Since 1991, CTI has focused on the development and commercialization of new oncology therapy products. Our commitment to patients is an important value at CTI, with the goal of making standard-of-care treatment less toxic and more effective. This commitment is reflected in the events that have shaped CTI during the past two decades.
In the fall of 1991, CTI was founded by two oncologists, Drs. James Bianco and Jack Singer, and a financial executive, Louis Bianco. While treating patients in the clinic, Drs. Bianco and Singer had some very encouraging results from the combination of two already approved drugs. In an effort to determine why these drugs appeared to work for these patients, the entrepreneurs founded the company initially called Combined Therapeutics.
On March 26, 1997, we completed our initial public offering (IPO) raising gross proceeds of $30 million.
In June 1998, we entered into an agreement with PG-TXL Company, L.P. granting us an exclusive worldwide license for the rights to PG-TXL, now known as OPAXIO™ (paclitaxel poliglumex, CT-2103), and to all potential uses of PG-TXL’s polymer technology.
In January 2000, we acquired PolaRx and its drug TRISENOX (arsenic trioxide) injection. We submitted a New Drug Application to the United States Food and Drug Administration in record time.
In September 2000, less than six months after the submission—and within three years of entering clinical trials—TRISENOX was approved for treating patients whose disease has recurred or who failed to respond to standard therapy for a rare type of leukemia called acute promyelocytic leukemia (APL). Within nine days of approval, the drug was being shipped.
In 2004, we acquired Novuspharma (near Milan, Italy) and their novel drug candidate, pixantrone. The complementary expertise of the two companies resulted in an integrated biopharmaceutical company with capabilities across the entire spectrum of drug discovery, development, and commercialization.
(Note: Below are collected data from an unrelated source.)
PR #1281, opened 2022-03-03
Tree Select Components - Expand/collapse 

puntope:
### Changes proposed in this Pull Request:

Adding functionality for expanding and collapsing groups of nodes in the tree. 

Thread info: pcTzPl-fg-p2

### Screenshots:

https://user-images.githubusercontent.com/5908855/156535643-e6331260-db12-4ee6-a000-2303a86fba58.mov

### Detailed test instructions:

1. Checkout the branch
2. Go to `/wp-admin/admin.php?page=wc-admin&path=%2Fgoogle%2Fcomponent-test` 
3. You can see component TreeSlectControl with the label `Select Country` and the placeholder `Select`
4. Clicking on "Select" expands the TreeSlector and shows text cursor instead of the placeholder  
5. Tree Shows  the groups collapsed 
6. Clicking on one group expands the group but not the subgroups
7. Clicking again close the group. 

### Additional details:

- Implemented expand/collapse logic
- Updated Aria Roles to use Tree instead of Listbox
- Instead of `list.js` file with `List` and `Options` component inside it. We renamed it to `Options` and located the wrapper directly in the main component file. 
- Updated CSS [according to this comment](https://github.com/woocommerce/google-listings-and-ads/pull/1243#issuecomment-1054538974). Please notice in Figma the boxes are "aligned" as in the previous version. Maybe good to discuss this with the Design team. 
- Refactor Tests dividing them into multiple files  
- It's pending an extra PR in the future with alternative ways to handle option changes, search, expand/collapse etc...

PR #1315, opened 2022-03-11
Polishing Expand Collapse

puntope:

Follow up for -> https://github.com/woocommerce/google-listings-and-ads/pull/1281

This PR includes bug/requests in previous PRs.

- Optional Key support 
- Set ROOT_VALUE as {} instead of '' allowing to have values as ''
- Fix tests in Collapse/Expand
- Expand node on selection ([more info](pdkevu-52-p2))

1. Checkout the branch
3. Clicking on a continent expand the group
4. You can have empty values in the Options

### DIFF
--- a/js/src/components/tree-select-control/index.js
+++ b/js/src/components/tree-select-control/index.js
@@ -17,6 +17,7 @@ import useIsEqualRefValue from '.~/hooks/useIsEqualRefValue';
 import Control from './control';
 import Options from './options';
 import './index.scss';
+import { ROOT_VALUE } from '.~/components/tree-select-control/constants';
 
 /**
  * The Option type Object. This is how we send the options to the selector.
@@ -24,7 +25,8 @@ import './index.scss';
  * @typedef {Object} Option
  * @property {string} value The value for the option
  * @property {string} label The label for the option
- * @property {Option[]} [children] The children Option objects.
+ * @property {Option[]} [children] The children Option objects
+ * @property {string} [key] Optional unique key for the Option. It will fallback to the value property if not defined
  *
  * Example of Options data structure:
  *   [
@@ -83,8 +85,14 @@ const TreeSelectControl = ( {
 	const [ nodesExpanded, setNodesExpanded ] = useState( [] );
 
 	const treeOptions = useIsEqualRefValue(
-		selectAllLabel
-			? [ { label: selectAllLabel, value: '', children: options } ]
+		selectAllLabel !== false
+			? [
+					{
+						label: selectAllLabel,
+						value: ROOT_VALUE,
+						children: options,
+					},
+			  ]
 			: options
 	);
 
@@ -168,6 +176,10 @@ const TreeSelectControl = ( {
 	 */
 	const handleParentChange = ( checked, option ) => {
 		const newValue = [ ...value ];
+
+		if ( checked && ! nodesExpanded.includes( option.value ) ) {
+			setNodesExpanded( [ ...nodesExpanded, option.value ] );
+		}
 
 		function loadChildren( parent ) {
 			if ( ! parent.children ) {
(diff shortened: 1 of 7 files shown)


js/src/components/tree-select-control/index.js
```diff
@@ -169,6 +177,10 @@ const TreeSelectControl = ( {
 	const handleParentChange = ( checked, option ) => {
 		const newValue = [ ...value ];
 
+		if ( checked && ! nodesExpanded.includes( option.value ) ) {
+			setNodesExpanded( [ ...nodesExpanded, option.value ] );
+		}
```
eason9487, line 182: ❔  I'm not quite sure it only needs to expand the children of the first layer or children of all layers in the sub-tree. Maybe needs to confirm with the design team.

js/src/components/tree-select-control/tags.js
```diff
@@ -37,7 +37,7 @@ const Tags = ( { tags, disabled, onChange = () => {} } ) => {
 	return (
 		<div className="woocommerce-tree-select-control__tags">
 			{ tags.map( ( item, i ) => {
-				if ( ! item.label || ! item.id ) {
+				if ( ! item.label ) {
```
eason9487, line 40: ❔ 
I don't quite catch what the original logic was intended to deal with, so this comment may be pointless. But if the logic was removed only to allow the option with `value: ''`, it could also consider replacing `! item.id` with `! item.hasOwnProperty( 'id' )`.

js/src/components/tree-select-control/options.test.js
```diff
@@ -18,37 +18,46 @@ const options = [
...
+		option.children.forEach( ( child ) => {
+			const childItem = queryByText( child.label );
+			expect( childItem ).toBeFalsy();
+		} );
+
+		fireEvent.click( optionItem );
+
+		option.children.forEach( ( child ) => {
+			const childItem = queryByText( child.label );
+			expect( childItem ).toBeTruthy();
```
eason9487, line 66: 💅  
Could be separated into another test case to make it more atomic, or maybe add a code comment for indicating this part is testing when the parent is checked, the children should be expanded.

eason9487 (approved):
Testing well and LGTM. Left two ❔  comments mainly because I'm not quite sure if there are any concerns. Approved in advance to avoid blocking this PR if no adjustment is needed.

js/src/components/tree-select-control/index.js
puntope: I will

js/src/components/tree-select-control/tags.js
puntope: This is to show the label with value as '' yes. 

The original logic was because I never thought we wanted to support '' as a value.

puntope:
@eason9487 

Sorry, I got a problem using `{}` as the default root value.

Since in search functionality I'm filtering the options I do a copy at some point of the tree, so the root option changes and the logic we built for checking if an element is root is not working anymore.

So I changed the name for "__WC_TREE_SELECT_COMPONENT_ROOT__" for now. I think it is safe.

Could you confirm is still approved?

js/src/components/tree-select-control/tags.js
eason9487: Got it, thanks!

eason9487 (approved):
> Since in search functionality I'm filtering the options I do a copy at some point of the tree, so the root option changes and the logic we built for checking if an element is root is not working anymore.
> 
> So I changed the name for "**WC_TREE_SELECT_COMPONENT_ROOT**" for now. I think it is safe.
> 
> Could you confirm is still approved?

Uncertain about the context of the copy, but the collision rate of this string is extremely small, so I think it's fine to avoid getting stuck in subsequent development.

With this acquisition, we benefit from a stronger European presence with more global access to patients, physicians, and capital markets.
In July 2005, we sold the TRISENOX brand and certain proteasome assets to Cephalon for an aggregate of approximately $68 million. We may receive up to an additional $100 million if certain sales and regulatory milestones are achieved in the future.
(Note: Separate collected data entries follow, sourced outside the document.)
PR #1319, opened 2022-03-11
1292: Fix fatal error when the plugin is activated before WooCommerce.

### LINKED ISSUE #1292: Activating Google Listings & Ads (before WooCommerce) led to a fatal error.
### Describe the bug:

Fatal error caused when Google Listings and Ads was activated before WooCommerce.

https://user-images.githubusercontent.com/92185881/156963422-3d32890b-5502-412d-8693-031d80ebe663.mov

The short version above where Google Listings & Ads was activated without WooCommerce.

https://user-images.githubusercontent.com/92185881/156963625-d8b51365-2eb3-4756-837b-56e368eef59d.mp4

The full video showed the error and how to correctly activate both Google Listings and Ads and WooCommerce.

### Steps to reproduce:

In September 2006, we entered into an exclusive worldwide licensing agreement with Novartis for the development and commercialization of OPAXIO (formerly known as XYOTAX). Total product registration and sales milestones due from Novartis for OPAXIO under the agreements could reach up to $270 million. The agreement also provides Novartis with an option to develop and commercialize pixantrone based on agreed terms. As part of the agreement Novartis made a $15 million equity investment in CTI.
In the first half of 2007, we formed a spin-off company, Aequus BioPharma, Inc. to develop the Genetic Polymer™ technology that was created at CTI to speed the manufacture, development, and commercialization of novel biopharmaceuticals including follow-on biologics or biosimilars.
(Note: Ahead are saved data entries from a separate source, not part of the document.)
PR #1321, opened 2022-03-11
Tree Select Component - Search functionality

puntope:

This PR implements the Search Functionality in the Tree Select Component. 

### Screenshots:

https://user-images.githubusercontent.com/5908855/158163460-047069e6-f9a9-4462-8d9d-74284b5fab5a.mov

1.  Checkout this PR 
2. Go to `wp-admin/admin.php?page=wc-admin&path=%2Fgoogle%2Fcomponent-test` 
3. Click on the search input and type some text
4. The search function should trigger after 3 characters are typed
5. It only shows options matching with the text typed
6. The labels of the matching options have the label highlighted with the match
7. It expands all the nodes
8. Removing to less than 3 characters doesn't apply any filter

### DIFF
--- a/js/src/components/tree-select-control/control.js
+++ b/js/src/components/tree-select-control/control.js
@@ -21,7 +21,7 @@ import Tags from './tags';
  * @param {boolean} props.disabled True if the component is disabled
  * @param {Function} props.onFocus On Focus Callback
  * @param {Function} props.onTagsChange Callback when the Tags change
- * @param {Function} props.onSearch Callback when the Input value changes
+ * @param {Function} props.onInputChange Callback when the Input value changes
  * @return {JSX.Element} The rendered component
  */
 const Control = ( {
@@ -32,7 +32,7 @@ const Control = ( {
 	disabled,
 	onFocus = () => {},
 	onTagsChange = () => {},
-	onSearch = () => {},
+	onInputChange = () => {},
 } ) => {
 	const inputRef = useRef();
 	const hasTags = tags.length > 0;
@@ -78,7 +78,7 @@ const Control = ( {
 					aria-expanded={ isExpanded }
 					disabled={ disabled }
 					onFocus={ onFocus }
-					onChange={ onSearch }
+					onChange={ onInputChange }
 				/>
 			</div>
 		</div>
--- a/js/src/components/tree-select-control/control.js
+++ b/js/src/components/tree-select-control/control.js
@@ -21,6 +21,7 @@ import Tags from './tags';
  * @param {boolean} props.disabled True if the component is disabled
  * @param {Function} props.onFocus On Focus Callback
  * @param {Function} props.onTagsChange Callback when the Tags change
+ * @param {Function} props.onSearch Callback when the Input value changes
  * @return {JSX.Element} The rendered component
  */
 const Control = ( {
@@ -31,6 +32,7 @@ const Control = ( {
 	disabled,
 	onFocus = () => {},
 	onTagsChange = () => {},
+	onSearch = () => {},
 } ) => {
 	const inputRef = useRef();
 	const hasTags = tags.length > 0;
@@ -76,6 +78,7 @@ const Control = ( {
 					aria-expanded={ isExpanded }
 					disabled={ disabled }
 					onFocus={ onFocus }
+					onChange={ onSearch }
 				/>
 			</div>
 		</div>
--- a/js/src/components/tree-select-control/index.js
+++ b/js/src/components/tree-select-control/index.js
@@ -1,7 +1,7 @@
 /**
  * External dependencies
  */
-import { escapeRegExp, cloneDeep } from 'lodash';
+import { cloneDeep } from 'lodash';
 import { __ } from '@wordpress/i18n';
 import { useEffect, useMemo, useState, useRef } from '@wordpress/element';
 import classnames from 'classnames';
@@ -87,6 +87,7 @@ const TreeSelectControl = ( {
 	const [ filter, setFilter ] = useState( '' );
 	const [ filteredOptions, setFilteredOptions ] = useState( [] );
 
+	// We will save in a REF previous search filter queries to avoid re-query the tree and save performance
 	const searchFiltersCache = useRef( {} );
 
 	const treeOptions = useIsEqualRefValue(
@@ -105,14 +106,11 @@ const TreeSelectControl = ( {
 		setTreeVisible( false );
 	} );
 
+	useEffect( () => {
+		queryOptions();
+	}, [ treeOptions, filter ] );
+
 	const hasChildren = ( option ) => option.children?.length;
-
-	const getSearchFilterCache = () =>
-		searchFiltersCache.current && searchFiltersCache.current[ filter ];
-
-	const setSearchFilterCache = ( newValue ) => {
-		searchFiltersCache.current[ filter ] = newValue;
-	};
 
 	/**
 	 * Optimizes the performance for getting the tags info
@@ -136,6 +134,12 @@ const TreeSelectControl = ( {
 
 		return repository;
 	}, [ treeOptions ] );
+
+	const getSearchFilterCache = () => searchFiltersCache.current[ filter ];
+
+	const setSearchFilterCache = ( newValue ) => {
+		searchFiltersCache.current[ filter ] = newValue;
+	};
 
 	/**
 	 * Get formatted Tags from the selected values.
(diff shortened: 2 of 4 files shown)


js/src/components/tree-select-control/control.js
```diff
@@ -31,6 +32,7 @@ const Control = ( {
 	disabled,
 	onFocus = () => {},
 	onTagsChange = () => {},
+	onSearch = () => {},
```
eason9487: ❔ 
I'm curious why it was named `onSearch` rather than `onChange`?

💅 
And the default callback `() => {}` seems to be unnecessary because it's ok to set `onChange` prop as `undefined` onto a \<input\>.

js/src/components/tree-select-control/index.js
```diff
@@ -100,6 +106,12 @@ const TreeSelectControl = ( {
 		setTreeVisible( false );
 	} );
 
+	useEffect( () => {
+		queryOptions();
+	}, [ treeOptions, filter ] );
```
eason9487: ❓ Suggest avoiding the `react-hooks/exhaustive-deps` warning.

image

js/src/components/tree-select-control/index.js
```diff
@@ -217,6 +235,93 @@ const TreeSelectControl = ( {
...
+	/**
+	 * Perform the search query filter in the Tree options
+	 *
+	 * 1. Check if the search query is already cached and return it if so.
+	 * 2. Deep Copy the tree. Since we are going to modify his children and labels recursively.
+	 * 3. In case of filter, we apply the filter option function to the tree.
+	 *
+	 */
+	const queryOptions = () => {
+		const cachedFilter = getSearchFilterCache( filter );
```
The naming of `cachedFilter` looks like it's a filter but actually it's a cached result of filtered options. I'd suggest renaming this variable.

js/src/components/tree-select-control/index.js
```diff
@@ -217,6 +235,93 @@ const TreeSelectControl = ( {
...
+			return;
+		}
+
+		let filteredTreeOptions = cloneDeep( treeOptions );
+
+		if ( filter ) {
+			filteredTreeOptions = filteredTreeOptions.filter( filterOption );
+		}
+
+		setSearchFilterCache( filteredTreeOptions );
```
eason9487: 🚧 
When `options` or `selectAllLabel` props of \<TreeSelectControl\> change, the cache processing does not take it into account, resulting in incorrect results.

Kapture 2022-03-15 at 14 57 09

---

💅 
If `getSearchFilterCache` and `setSearchFilterCache` functions were not expected to be reused later, probably they could be omitted and then operate the cache inside this function.

https://github.com/woocommerce/google-listings-and-ads/blob/be2d6bfaffdac070dbaf657912d1d992f28eab24/js/src/components/tree-select-control/index.js#L138-L142

js/src/components/tree-select-control/index.js
```diff
@@ -217,6 +235,93 @@ const TreeSelectControl = ( {
...
+	 */
+	const filterOption = ( option ) => {
+		if ( hasChildren( option ) ) {
+			option.children = option.children.filter( filterOption );
+			return !! option.children.length;
+		}
+
+		const match = option.label
+			.toLowerCase()
+			.indexOf( filter.toLowerCase() );
```
eason9487: 💅 
The case insensitive handling of search string could be moved to `handleOnSearch` to increase the cache hit rate.

js/src/components/tree-select-control/index.js
```diff
@@ -217,6 +235,93 @@ const TreeSelectControl = ( {
...
+
+		if ( cachedFilter ) {
+			setFilteredOptions( cachedFilter );
+			return;
+		}
+
+		let filteredTreeOptions = cloneDeep( treeOptions );
+
+		if ( filter ) {
+			filteredTreeOptions = filteredTreeOptions.filter( filterOption );
```
eason9487: 💅 
This processing could also be done by recursive array `reduce`, which eliminates the need for `cloneDeep`.

js/src/components/tree-select-control/index.js
```diff
@@ -217,6 +235,93 @@ const TreeSelectControl = ( {
...
+			<span>
+				<span>{ optionLabel.substring( 0, matchPosition ) }</span>
+				<strong>
+					{ optionLabel.substring(
+						matchPosition,
+						matchPosition + filter.length
+					) }
+				</strong>
+				<span>
+					{ optionLabel.substring( matchPosition + filter.length ) }
```
eason9487: 💅  How about giving a variable for `matchPosition + filter.length`?

js/src/components/tree-select-control/index.js
```diff
@@ -217,6 +235,93 @@ const TreeSelectControl = ( {
...
+
+	/**
+	 * Applies the strong tag in the Option label characters matching the filter
+	 *
+	 * @param {string} optionLabel The label to highlight
+	 * @param {number} matchPosition The position when the highlight starts based on the filter match
+	 * @return {JSX.Element|*} A highlighted label
+	 */
+	const highlightOptionLabel = ( optionLabel, matchPosition ) => {
+		if ( matchPosition < 0 || ! filter?.length ) return optionLabel;
```
eason9487: ❔ 
Wondering are there any cases the `filter` will be undefined or null? If not, the optional chaining operator seems to be unnecessary here. Or even this check could be removed entirely.

js/src/components/tree-select-control/options.js
```diff
@@ -17,16 +17,18 @@ import { ROOT_VALUE } from './constants';
...
- * @param {Option[]} params.options List of options to be rendered
- * @param {string[]} params.value List of selected values
- * @param {string[]} params.nodesExpanded List of expanded nodes.
- * @param {Function} params.onChange Callback when an option changes
- * @param {Function} params.onNodesExpandedChange Callback when a node is expanded/collapsed
+ * @param {Object} props Component parameters
+ * @param {Option[]} props.options List of options to be rendered
+ * @param {string[]} props.value List of selected values
+ * @param {string[]} props.nodesExpanded List of expanded nodes.
+ * @param {string} props.filter The filter applied to the Tree Options
```
eason9487: 💅  Would it be better to indicate it's an optional prop with a default value?

js/src/components/tree-select-control/options.js
```diff
@@ -83,9 +90,10 @@ const Options = ( {
 
 	return options.map( ( option ) => {
 		const isRoot = option.value === ROOT_VALUE;
-		const isExpanded = isRoot || nodesExpanded.includes( option.value );
 		const hasChildren = !! option.children?.length;
 		const optionIsChecked = isChecked( option );
+		const isExpanded =
+			filter.length || isRoot || nodesExpanded.includes( option.value );
```
eason9487: 🚧 
Here needs typecasting for `filter.length`. Or, maybe change the `filter` prop to `isSearching` or `isFiltering`. Otherwise, it will set an invalid value to `aria-expanded` attribute.

js/src/components/tree-select-control/index.js
```diff
@@ -217,6 +235,93 @@ const TreeSelectControl = ( {
...
+	 *
+	 * This function mutates the option
+	 *
+	 * @param {Option} option The option to filter
+	 * @return {boolean} True if it pass the filter, false otherwise
+	 */
+	const filterOption = ( option ) => {
+		if ( hasChildren( option ) ) {
+			option.children = option.children.filter( filterOption );
+			return !! option.children.length;
```
By the design in Figma, parent options will still be displayed even if there are no matching children. Has the requirement changed?

image

js/src/components/tree-select-control/control.js
puntope: > I'm curious why it was named onSearch rather than onChange?

Since the control can trigger Tags Change and Input Value Change I thought it was more descriptive `onSearch`

js/src/components/tree-select-control/index.js
puntope: I have huge doubts about this as well. 

My main wonder is. If we show the continents, what happens if the user expand them? I guess if so, we should remove the chevron. 

I'll ask around in Component P2

puntope: Another question (maybe for the future) is if the tree is multilevel, and we don't hide the parents. A parent without results but for example with 4-5 levels would be expandable several times to show nothing at the end.

js/src/components/tree-select-control/options.js
puntope: Insane catch! Thanks! Fixed

js/src/components/tree-select-control/options.js
puntope: Updated. Please notice I changed also the name to `{boolean} isFiltered ` following other suggestions

js/src/components/tree-select-control/index.js
puntope: Fixed in last commits

js/src/components/tree-select-control/index.js
puntope: Done in Last commits

js/src/components/tree-select-control/index.js
puntope: I'll apply that in a future PR together with other pending minor changes.

js/src/components/tree-select-control/index.js
puntope: Fixed in last commits

js/src/components/tree-select-control/index.js
puntope: Great you discovered this! Fixed in last commits

js/src/components/tree-select-control/index.js
puntope: Fixed in last commits

puntope:
Howdy @eason9487 

I pushed a few commits implementing some of your suggestions. 

- Fix Hooks dependencies
- Fix cache refresh on Options update. 
- Fix casting in filters/expand  check 
- Update some naming/logic 

Pending work I'd do in future PR

- Show Parent nodes without results (if needed)
- Use recursive reducer instead of verbose function with cloneDeep

Thanks  🙏

js/src/components/tree-select-control/control.js
eason9487: Got it.

In terms of the internal relationship between these components, I was thinking the `onSearch` of  \<Control\> seems to be much close to a `onChange` callback from the perspective of \<TreeSelectControl\>. Because it only forwards the callback to the `onChange` of \<input\> without doing anything related to search.

In addition, the relevant JSDoc describes the *change* behavior rather than *search*:
- https://github.com/woocommerce/google-listings-and-ads/blob/f222e095f1c3aa94d496283990b22f3621a31767/js/src/components/tree-select-control/control.js#L24
- https://github.com/woocommerce/google-listings-and-ads/blob/f222e095f1c3aa94d496283990b22f3621a31767/js/src/components/tree-select-control/index.js#L299

So, perhaps it could be considered using the `onChange` instead.

js/src/components/tree-select-control/index.js
```diff
@@ -100,6 +112,67 @@ const TreeSelectControl = ( {
 		setTreeVisible( false );
 	} );
 
+	/**
+	 * Perform the search query filter in the Tree options
+	 *
+	 * 1. Check if the search query is already cached and return it if so.
+	 * 2. Deep Copy the tree. Since we are going to modify his children and labels recursively.
```
eason9487: 💅 `his` looks like a typo?

```suggestion
	 * 2. Deep Copy the tree. Since we are going to modify its children and labels recursively.
```

js/src/components/tree-select-control/index.js
```diff
@@ -100,6 +112,67 @@ const TreeSelectControl = ( {
...
+			filteredTreeOptions = filteredTreeOptions.filter( filterOption );
+		}
+
+		filteredOptionsCache.current[ filter ] = filteredTreeOptions;
+		setFilteredOptions( filteredTreeOptions );
+	}, [ treeOptions, filter ] );
+
+	useEffect( () => {
+		queryOptions();
+	}, [ queryOptions ] );
```
eason9487: 💅 
The `useCallback` at [line 125](https://github.com/woocommerce/google-listings-and-ads/blob/f222e095f1c3aa94d496283990b22f3621a31767/js/src/components/tree-select-control/index.js#L125)
```js
const queryOptions = useCallback( () => {
```
could be replaced with
```js
useEffect( () => {
```

Thus, the `useEffect` at lines 170-172 could be omitted. But if the descriptive of purpose is better in this way now, then it's good to keep it as-is.

eason9487 (approved):
Thanks for the adjustments! Tested locally and works well. LGTM. Left some comments for minor things and they are not blockers for this PR.

puntope:
Thanks, @eason9487 I applied your last suggestions ❤️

In August 2007, we completed the acquisition of Systems Medicine, Inc., a privately held oncology company, in a stock for stock merger valued at $20 million. The acquisition provided us with worldwide rights to brostallicin, a DNA minor groove binding agent with proven anti-tumor activity. Now known as Systems Medicine LLC (SM), SM will continue to operate as a wholly-owned subsidiary of CTI. SM applies a systems biology approach to drug development that combines pharmacogenomics and bioinformatics with preclinical, clinical, and regulatory expertise to find and exploit a specific cancer’s context of vulnerability. This helps identify and select patient populations that will be specifically responsive to a drug candidate in clinical trials.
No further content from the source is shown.